# [Info] Artikel zu CANbus und serieller Kommunikation (RSxxx)



## Kurt (24 September 2005)

Hallo,

in der aktuellen Ausgabe der Zeitschrift Toolbox (5/2005) beginnt
eine Artikelserie zum CANbus.

In der Ausgabe ist auch ein Artikel zu 'Zeitabläufe auf der seriellen Schnittstelle' konkret RS232.

www.toolbox-mag.de
Die Zeitschrift kostet 'nur' 10Euro.

Kurt


----------



## BadTaste (27 September 2005)

*Heftige Sache mit ToolBox*

Na 10 Euro ...
Aber vielleicht finde ich jemand der jemand anderen ein PDF aus dieser Zeitung gesendet hat dann bekommt man ja ein Jahresabo umsonst.....   Sachen gibts



> Die Verbreitung von PDF-Dateien und Routinen aus der Toolbox durch Dritte ist nicht gestattet.
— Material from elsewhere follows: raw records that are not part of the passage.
PR #4394, opened 2018-08-12
Reduce stock to 0 for non-purchaseable items

### LINKED ISSUE #4276: Stations won't allow selling of equipment they aren't having due to their tech level
### Observed behaviour
I noticed that you can't sell your equipment, if the station doesn't have it due to it's tech level being low. 

### Expected behaviour
One should be able to sell equipment in my opinion, even if the station doesn't trade in it. I might even imagine they would be more than happy to put their hands on it, so they'd pay a bit more for it. Or less, because it's more work for them, and can't really use it anyway.

### Steps to reproduce
Open up the equipment store.

2017 Oct 1 official build, Linux64.

fluffyfreak:
This fixes #4276 or at least tries to avoid the main problem. 
It reduces the available stock of parts to zero for stations that don't have a high enough tech level.

This means that ships can still sell their equipment, but there is never any stock available even after a sale.

### DIFF
--- a/data/ui/StationView/EquipmentMarket.lua
+++ b/data/ui/StationView/EquipmentMarket.lua
@@ -33,7 +33,15 @@ local equipmentMarket = function (args)
 		stationColumns = { "name", "buy", "sell", "mass", "stock" },
 		shipColumns = { "name", "amount", "mass", "massTotal" },
 
-		canTrade = function (e) return e.purchasable and hasTech(e) and not e:IsValidSlot("cargo", Game.player) end,
+		canTrade = function (e) return e.purchasable and not e:IsValidSlot("cargo", Game.player) end,
+		-- how much of this item do we have in stock?
+		getStock = function (e)
+			if hasTech(e) then
+				return Game.player:GetDockedWith():GetEquipmentStock(e)
+			else
+				return 0
+			end
+		end,
 	})
 
 	return


johnbartholomew:
Looks like this works as intended. Note that if you sell a piece of equipment that has a tech level higher than the station then it still won't appear in the station's stock list so you cannot buy it back. I guess that's acceptable?

johnbartholomew:
Uh.. I don't know why I pointed that out, fluffy already noted it in the original PR comment. Sorry.

impaktor:
I haven't tested this (My pioneer computer is bricked until tuesday), but will this then show all available equipment in the game, regardless of tech level?

Meaning: dock to a tech level 1 station, and you see all equipment the game offers, but just that all over tech level 1 is 0 in stock?

johnbartholomew:
> Meaning: dock to a tech level 1 station, and you see all equipment the game offers, but just that all over tech level 1 is 0 in stock?

Yes; it shows all items, with unavailable items listed as having 0 stock:

Tech Level 1:
screenshot-20180818-203900

Tech Level 8:
screenshot-20180818-203908

fluffyfreak:
@impaktor if wanted to dull/grey out the items that couldn't be bought but I just couldn't figure out the Lua for it. Might be one way of dealing with it.

impaktor:
@fluffyfreak well, my objection would be similar for that as well, as it would "show all the game" at once, and not leave any surprises for the player in future docking to rare space stations (military tech level), by discovering there's also an "X equipment".

Now, I realize I'm whining, and I'm not objecting to merging this, since I have no alternative "fix".

## Possible future solution 

But as this UI will be ditched soonish (I/we hope), it's worth trying to figure out other ways this could be handled, and assess if they're better.

Maybe the ship yard could remove the "high tech" equipment, and it would become rubble, because they're too incompetent? Or maybe you have that (in)competence yourself? So you can transfer equipment from installed slot to cargo hold? Then you've freed up the slot it took (if that was your goal), and you can sell it once at a high tech station. And possibly you could convert the equipment to rubble? (assuming you're desperate for the cargo hold capacity)

Lucas art-point and click games: use hammer on military hyper drive -> rubble? (semi-joke)

We've talked about being able to put equipment in the cargo hold so it's just another commodity.

What I think would be a bad solution (from a game mechanics perspective) is to be able to sell the high tech equipment on a low tech world for price above purchase price, as it would maybe be natural that it would be very valuable, but then that would mean everybody would mainly trade in high tech ship equipment instead of commodities, which is what was initially intended to be the main "items of trade" / commerce.

johnbartholomew:
Perhaps we can move the general discussion of game mechanics for sale (or not) of high tech equipment back to the parent issue #4276?

I don't really want to merge this PR as is; I agree with impaktor that it's not great to show all equipment types and levels on every station.

fluffyfreak:
Closing for future solution for the problem.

Leider kommt es immer wieder zu solchen Verstößen gegen das Urheberrecht. Wir weisen darauf hin, daß es sich dabei um eine Straftat handelt und wir gegen Zuwiderhandlungen strafrechtlich vorgehen.
> 
> Wir möchten Sie bitten, uns dabei zu helfen, solche Verstöße aufzudecken. Bei dem, der uns zuerst meldet, daß von Daten des Toolbox-Verlags illegale Kopien im Internet verbreitet werden, bedanken wir uns mit einem kostenlosen Jahresabo oder wahlweise einem Buch des C&L-Verlags.


----------